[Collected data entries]
- - -

Issue #660, opened 2021-09-21
Improve support for CrossOver on Mac/Linux


mrpippy:
**Is your feature request related to a problem? Please describe.**
I work at CodeWeavers, we would like to make it easier for Heroic to launch games with CrossOver's Wine on Mac and Linux.

**Describe the solution you'd like**
I think the following changes would help with this:
- detect CrossOver installations and list them in the Wine Version dropdown (next to Proton, Lutris, etc.)
- add a setting for the user to specify the "bottle"/prefix for CrossOver to use
- fix any other bugs that arise

I have the first one working, and in-progress on the second. Will create a PR once ready.

**Describe alternatives you've considered**
An alternate method would be to run the Windows version of Heroic inside of Wine, this avoids any need to set up prefixes/Wine installs. Heroic itself runs (with a Wine-side hack needed for CEF), but Legendary is built with an older PyInstaller that doesn't work under Wine. Legendary upstream isn't interested in supporting this usage (https://github.com/derrod/legendary/issues/341)

**Additional context**

flavioislima:
Thanks for the initiative @mrpippy That would be great if it works. I do not play on mac so I don't have a Crossover installation (or wine) to test it. If you could do that would be of great value for Mac users. :)

Nocccer:
Implemented.

PR #664, opened 2021-09-22
Improve support for CrossOver

mrpippy:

- - -

Exactly the lines from the one holding "PR #664, opened 2021-09-22" through the end of the records above are to be returned, and nothing else.

PR #664, opened 2021-09-22
Improve support for CrossOver

mrpippy:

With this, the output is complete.